START MATERIALS PROVIDED

Issue #728, opened 2019-11-08
[LightGBM] [Fatal] Socket recv error, code: 104 when training with binary objective. 


ocworld:
**Describe the bug**
I've met a socket error when training with binary objective.

[LightGBM] [Fatal] Socket recv error, code: 104
19/11/07 14:54:06 WARN LightGBMClassifier: LightGBM reached early termination on one worker, stopping training on worker. This message should rarely occur

I've tried to train a model during 500 iterations. However, when training 318 iteration, the error has been occurred and stop my training.

It is a similar issue with #569. However objective parameter value is different. In my experiment, the value is "binary".
 
**To Reproduce**
Steps to reproduce the behavior, code snippets encouraged

**Expected behavior**

**Info (please complete the following information):**
 - MMLSpark Version: [e.g. v0.17]
1.0.0-rc1
 - Spark Version [e.g. 2.4.3]:
2.3.0
 - Spark Platform [e.g. Databricks]
AWS EMR

** Stacktrace**
```
Please post the stacktrace here if applicable
```

If the bug pertains to a specific feature please tag the appropriate [CODEOWNER](https://github.com/Azure/mmlspark/blob/master/CODEOWNERS) for better visibility

**Additional context**
19/11/07 14:41:25 INFO LightGBMClassifier: LightGBM worker calling LGBM_BoosterUpdateOneIter
[LightGBM] [Fatal] Socket recv error, code: 104
19/11/07 14:54:06 WARN LightGBMClassifier: LightGBM reached early termination on one worker, stopping training on worker. This message should rarely occur

imatiach-msft:
@ocworld I believe https://github.com/Azure/mmlspark/issues/569 is already fixed, and this is a different issue.  I think this might either be due to faulty network connection or possibly out of memory, but I can't be sure.  I would have to try and repro the problem.  I have worked on adding saving on each k iterations to try and mitigate this problem, but haven't sent out a PR yet for this functionality.  Will leave this issue here for now in case we repro this.  Do you see this error consistently?

ocworld:
New features that you work on is enjoyed to me. In my experiment, I implemented these functions myself with a hook object as a delegate. After your works about them, can I create pull request to you?

It is hard to reproduce this issue because of AWS EMR cost. I additionally implemented
with retry feature in my app. After that, I have to plan check this error consistently.

imatiach-msft:
hi @ocworld 
[...]

Issue #569, opened 2019-05-16
LightGBMClassifier: multiclass training, workers out of sync and early termination


sunilsu:
I am training a lightGBM classifier on a dataset with 18 classes, ~ 2M rows and ~5900 columns. The data is pretty sparse (density ~ 15%). The class distribution is unbalanced.
```
lgbm = LightGBMClassifier(objective='multiclass', parallelism='voting_parallel')
model = lgbm.fit(train)
```
I have a 20 node yarn cluster, each node has 8 cores and 64G RAM. Memory is plenty for this dataset.

Looking at the executor log, I see that one of the lightGBm worker goes out of sync with the rest. If every worker is on iteration x, this worker is at a higher iteration (x + y). Eventually, I get this error,
```
19/05/16 20:12:04 INFO LightGBMClassifier: LightGBM running iteration: 82 with result: 0 and is finished: false
19/05/16 20:12:04 INFO LightGBMClassifier: LightGBM worker calling LGBM_BoosterUpdateOneIter
19/05/16 20:12:04 INFO LightGBMClassifier: LightGBM running iteration: 82 with result: 0 and is finished: false
19/05/16 20:12:04 INFO LightGBMClassifier: LightGBM worker calling LGBM_BoosterUpdateOneIter
19/05/16 20:12:04 INFO LightGBMClassifier: LightGBM running iteration: 82 with result: 0 and is finished: false
19/05/16 20:12:04 INFO LightGBMClassifier: LightGBM worker calling LGBM_BoosterUpdateOneIter
19/05/16 20:12:04 INFO LightGBMClassifier: LightGBM running iteration: 82 with result: 0 and is finished: false
19/05/16 20:12:04 INFO LightGBMClassifier: LightGBM worker calling LGBM_BoosterUpdateOneIter
19/05/16 20:12:14 INFO LightGBMClassifier: LightGBM running iteration: 99 with result: 0 and is finished: false
[LightGBM] [Fatal] Socket recv error, code: 104
19/05/16 20:12:15 WARN LightGBMClassifier: LightGBM reached early termination on one worker, stopping training on worker. This message should rarely occur
```

Notice all workers are on iteration 82 except one which is on 99. The program continues to run, but not sure how many boosting iterations were run. Also, the warning printed towards the end points something not working right.

sunilsu:
Hi @imatiach-msft,  any updates on this?

imatiach-msft:
[...]

PR #2684, opened 2026-09-01
fix: propagate LightGBM iteration failures

xiaoh1024:
## Related Issues/PRs

Related to #569 and #728.

This PR addresses the error-handling behavior described in those issues. It does
not attempt to resolve the underlying causes of worker or network failures.

`TrainUtils.updateOneIteration` currently catches exceptions raised during a
LightGBM iteration and sets `state.isFinished = true`.

This makes an iteration failure indistinguishable from legitimate training
completion. In distributed training, if one native worker fails, peer workers
can receive errors such as:

```text
Socket recv error, Connection reset by peer
```

SynapseML then logs the exception as early termination. As a result, the fit can
return a partial model instead of reporting the underlying task failure.

This change:

- logs the iteration failure and rethrows the original exception;
- leaves `state.isFinished` unchanged when an iteration throws;
- preserves the existing behavior when LightGBM legitimately reports completion;
- allows existing Spark task and job failure handling to process the error.

It also adds a deterministic regression test using a failing booster. The test
verifies that the original exception is propagated and the training state is not
marked as finished.

## How is this patch tested?

- [x] I have written tests and confirmed the proposed bug fix works.

The focused `TrainUtilsSuite` passes, including the new regression test:

```text
Iteration failures propagate instead of becoming early termination
```

- [ ] Yes. Make sure you have added samples following the steps below.

### DIFF
--- a/lightgbm/src/main/scala/com/microsoft/azure/synapse/ml/lightgbm/TrainUtils.scala
+++ b/lightgbm/src/main/scala/com/microsoft/azure/synapse/ml/lightgbm/TrainUtils.scala
@@ -107,10 +107,8 @@ private[lightgbm] object TrainUtils extends Serializable {
       }
     } catch {
       case e: java.lang.Exception =>
-        log.warn("LightGBM reached early termination on one task," +
-          " stopping training on task. This message should rarely occur." +
-          " Inner exception: " + e.toString)
-        state.isFinished = true
+        log.error("LightGBM iteration failed; propagating the task failure", e)
+        throw e
     }
   }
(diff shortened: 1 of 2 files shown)


xiaoh1024:
Sorry, I am unable to sign the CLA at this time, so I am closing this pull request. Thank you for your time.

ranadeepsingh:
Thanks for flagging this @xiaoh1024 I've made a follow up PR and merged the fixed: https://github.com/microsoft/SynapseML/pull/2695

END MATERIALS PROVIDED

> [PROBLEM REQUIREMENTS] Where does the word "failures" occur in the records? Return every line that holds it.

> [REPLY TO THE EXERCISE]
fix: propagate LightGBM iteration failures
not attempt to resolve the underlying causes of worker or network failures.
Iteration failures propagate instead of becoming early termination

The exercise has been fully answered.